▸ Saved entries
<<<<

PR #5528, opened 2021-09-28
fix: org-roam.db not in .gitignore

Patrick0308:
### 

add org-roam.db to .gitignore

### DIFF
--- a/modules/tools/lookup/config.el
+++ b/modules/tools/lookup/config.el
@@ -215,6 +215,15 @@ Dictionary.app behind the scenes to get definitions.")
   :unless IS-MAC
   :defer t
   :config
+  ;; REVIEW Temporarily fix abo-abo/define-word#31
+  (defadvice! +lookup--fix-define-word-a (fn &rest args)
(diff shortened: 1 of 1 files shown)


gagbo:
Hello,

(Just my 2 cents)

Your `org-roam.db` file should not live in the root of the repository, it defaults to [.local/etc/org-roam.db](https://github.com/hlissner/doom-emacs/blob/cdb59b0a3d3e20f37df6fdb5a68c7c8090c9c25d/modules/lang/org/contrib/roam.el#L63)

And `.local/` is already in `.gitignore`, so theoretically there is no need for this change.

If you have `org-roam.db` at the root of the repository (so directly in `.emacs.d` or `.config/emacs`), then it’s probably a bug/issue worth opening instead of making this PR.

Have a nice day :)

gagbo:
(Making an issue will also guide you to share your `doom/info`, which is extremely helpful in understanding how your `org-roam.db` might have ended up in a not-ignored location)

PR #5536, opened 2021-09-29
bump: :tools magit

catap:
magit/forge@bae6a527a738 -> magit/forge@22f905c4e8e2

Fix: https://github.com/magit/forge/issues/382


catap:
@hlissner here the last but for magit/forge for a while I hope.

The root cause is: https://github.com/magit/forge/issues/382#issuecomment-930304337

hlissner:
Thanks again!

PR #5540, opened 2021-09-30
feat(notmuch): allow notmuch module without (:ui workspaces)

hugonobrega:
Remove the dependency of (:ui workspaces) from the notmuch module

The notmuch module had a hard-dep on the (:ui workspaces) module which was unnecessary; these (very simple) changes fix that.
(I'm calling it a "feat" since it introduces new behavior (debatable))


hlissner (approved):

hlissner:
LGTM. Thanks again!

PR #5548, opened 2021-10-01
refactor(pass): make duplicate functions obsolete

dschrempf:
The following functions are affected: `+pass/edit-entry`,
`+pass/copy-field`, `+pass/copy-secret`, `+pass/browse-url`. All of
these functions have counterparts in `password-store`. Additionally, the
functions in password store add git commits when files are
changed.

The obsolete functions can be removed at some point.

Questions:
- Should we also deprecate the `ivy` and `consult` versions? The
`password-store` versions work perfectly well here with `vertico` (not
sure about `ivy` though).

### DIFF
--- a/modules/tools/pass/autoload/ivy.el
+++ b/modules/tools/pass/autoload/ivy.el
@@ -3,7 +3,7 @@
 
 ;;;###autoload
 (defun +pass/ivy (arg)
-  "TODO"
+  "Complete and act on password store entries."
   (interactive "P")
   (ivy-read "Pass: " (password-store-list)
             :action (if arg
@@ -15,7 +15,7 @@
   (ivy-add-actions
    '+pass/ivy
    '(("o" password-store-copy "copy password")
-     ("e" +pass/edit-entry "edit entry")
+     ("e" password-store-edit "edit entry")
      ("u" +pass/copy-user "copy username")
-     ("b" +pass/copy-url "open url in browser")
-     ("f" +pass/copy-field "get field"))))
+     ("b" password-store-url "open url in browser")
+     ("f" password-store-copy-field "get field"))))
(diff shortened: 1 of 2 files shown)


dschrempf:
It turns out that the `password-store-xxx` functions actually fire up `pass` while the Doom specific functions use `find-file`. This means that if the `EDITOR` variable is not set to `emacslient` or some derivative, the functions will actually not be equivalent. In my opinion the Doom specific functions can still be made obsolete and removed, but I wanted to make you aware of this.

hlissner (changes requested):
> It turns out that the `password-store-xxx` functions actually fire up `pass` while the Doom specific functions use `find-file`. This means that if the `EDITOR` variable is not set to `emacslient` or some derivative, the functions are not equivalent. In my opinion the Doom specific functions can still be made obsolete and removed, but I wanted to make you aware of this.

That should be fine. The `with-editor` sets EDITOR locally, so the user doesn't have to.

That said, would you mind changing these to aliases using autoloaded `define-obsolete-function-alias`. e.g.

```elisp
;;;###autoload
(define-obsolete-function-alias '+pass/edit-entry #'password-store-edit "21.12")
;; (And remove the definition for `+pass/edit-entry`)
```

And do so for each of them.

dschrempf:
This reduced the file quite a bit!

We could reduce more if we remove the `+pass-get-secret` function. The only difference to the `password-store-copy` function is that the first returns the secret while the second copies the secret to the kill ring (or clipboard). `+pass-get-secret` and `+pass-get-user` are mentioned in a README when settings up IRC. Also, there are tests for these two functions.

dschrempf:
I should also say that `+pass/ivy` is now using the obsolete functions. I will change this now.

dschrempf:
I changed the ivy actions. However, I did not test the code because I am not using `ivy`.

hlissner (approved):

hlissner:
Great work. Thanks for your help (and congrats on your first contribution to Doom)!

> Should we also deprecate the ivy and consult versions?

I may no longer be necessary for consult, but ivy I think still needs it. I'll investigate this soon.

PR #5549, opened 2021-10-02
getting_started.org: Gentoo guide update for emacs-29 live release

mjkalyan:
Updated the install guide for Gentoo to account for the new emacs-29 package in the ::gentoo repo and make more clear about why you need a live ebuild of version 28 or greater for native compilation.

>>>>

▸ Brief
Faithfully copy every entry, leaving nothing out.

▸ Written answer
PR #5528, opened 2021-09-28
fix: org-roam.db not in .gitignore

Patrick0308:
### 

add org-roam.db to .gitignore

### DIFF
--- a/modules/tools/lookup/config.el
+++ b/modules/tools/lookup/config.el
@@ -215,6 +215,15 @@ Dictionary.app behind the scenes to get definitions.")
   :unless IS-MAC
   :defer t
   :config
+  ;; REVIEW Temporarily fix abo-abo/define-word#31
+  (defadvice! +lookup--fix-define-word-a (fn &rest args)
(diff shortened: 1 of 1 files shown)


gagbo:
Hello,

(Just my 2 cents)

Your `org-roam.db` file should not live in the root of the repository, it defaults to [.local/etc/org-roam.db](https://github.com/hlissner/doom-emacs/blob/cdb59b0a3d3e20f37df6fdb5a68c7c8090c9c25d/modules/lang/org/contrib/roam.el#L63)

And `.local/` is already in `.gitignore`, so theoretically there is no need for this change.

If you have `org-roam.db` at the root of the repository (so directly in `.emacs.d` or `.config/emacs`), then it’s probably a bug/issue worth opening instead of making this PR.

Have a nice day :)

gagbo:
(Making an issue will also guide you to share your `doom/info`, which is extremely helpful in understanding how your `org-roam.db` might have ended up in a not-ignored location)

PR #5536, opened 2021-09-29
bump: :tools magit

catap:
magit/forge@bae6a527a738 -> magit/forge@22f905c4e8e2

Fix: https://github.com/magit/forge/issues/382


catap:
@hlissner here the last but for magit/forge for a while I hope.

The root cause is: https://github.com/magit/forge/issues/382#issuecomment-930304337

hlissner:
Thanks again!

PR #5540, opened 2021-09-30
feat(notmuch): allow notmuch module without (:ui workspaces)

hugonobrega:
Remove the dependency of (:ui workspaces) from the notmuch module

The notmuch module had a hard-dep on the (:ui workspaces) module which was unnecessary; these (very simple) changes fix that.
(I'm calling it a "feat" since it introduces new behavior (debatable))


hlissner (approved):

hlissner:
LGTM. Thanks again!

PR #5548, opened 2021-10-01
refactor(pass): make duplicate functions obsolete

dschrempf:
The following functions are affected: `+pass/edit-entry`,
`+pass/copy-field`, `+pass/copy-secret`, `+pass/browse-url`. All of
these functions have counterparts in `password-store`. Additionally, the
functions in password store add git commits when files are
changed.

The obsolete functions can be removed at some point.

Questions:
- Should we also deprecate the `ivy` and `consult` versions? The
`password-store` versions work perfectly well here with `vertico` (not
sure about `ivy` though).

### DIFF
--- a/modules/tools/pass/autoload/ivy.el
+++ b/modules/tools/pass/autoload/ivy.el
@@ -3,7 +3,7 @@
 
 ;;;###autoload
 (defun +pass/ivy (arg)
-  "TODO"
+  "Complete and act on password store entries."
   (interactive "P")
   (ivy-read "Pass: " (password-store-list)
             :action (if arg
@@ -15,7 +15,7 @@
   (ivy-add-actions
    '+pass/ivy
    '(("o" password-store-copy "copy password")
-     ("e" +pass/edit-entry "edit entry")
+     ("e" password-store-edit "edit entry")
      ("u" +pass/copy-user "copy username")
-     ("b" +pass/copy-url "open url in browser")
-     ("f" +pass/copy-field "get field"))))
+     ("b" password-store-url "open url in browser")
+     ("f" password-store-copy-field "get field"))))
(diff shortened: 1 of 2 files shown)


dschrempf:
It turns out that the `password-store-xxx` functions actually fire up `pass` while the Doom specific functions use `find-file`. This means that if the `EDITOR` variable is not set to `emacslient` or some derivative, the functions will actually not be equivalent. In my opinion the Doom specific functions can still be made obsolete and removed, but I wanted to make you aware of this.

hlissner (changes requested):
> It turns out that the `password-store-xxx` functions actually fire up `pass` while the Doom specific functions use `find-file`. This means that if the `EDITOR` variable is not set to `emacslient` or some derivative, the functions are not equivalent. In my opinion the Doom specific functions can still be made obsolete and removed, but I wanted to make you aware of this.

That should be fine. The `with-editor` sets EDITOR locally, so the user doesn't have to.

That said, would you mind changing these to aliases using autoloaded `define-obsolete-function-alias`. e.g.

```elisp
;;;###autoload
(define-obsolete-function-alias '+pass/edit-entry #'password-store-edit "21.12")
;; (And remove the definition for `+pass/edit-entry`)
```

And do so for each of them.

dschrempf:
This reduced the file quite a bit!

We could reduce more if we remove the `+pass-get-secret` function. The only difference to the `password-store-copy` function is that the first returns the secret while the second copies the secret to the kill ring (or clipboard). `+pass-get-secret` and `+pass-get-user` are mentioned in a README when settings up IRC. Also, there are tests for these two functions.

dschrempf:
I should also say that `+pass/ivy` is now using the obsolete functions. I will change this now.

dschrempf:
I changed the ivy actions. However, I did not test the code because I am not using `ivy`.

hlissner (approved):

hlissner:
Great work. Thanks for your help (and congrats on your first contribution to Doom)!

> Should we also deprecate the ivy and consult versions?

I may no longer be necessary for consult, but ivy I think still needs it. I'll investigate this soon.

PR #5549, opened 2021-10-02
getting_started.org: Gentoo guide update for emacs-29 live release

mjkalyan:
Updated the install guide for Gentoo to account for the new emacs-29 package in the ::gentoo repo and make more clear about why you need a live ebuild of version 28 or greater for native compilation.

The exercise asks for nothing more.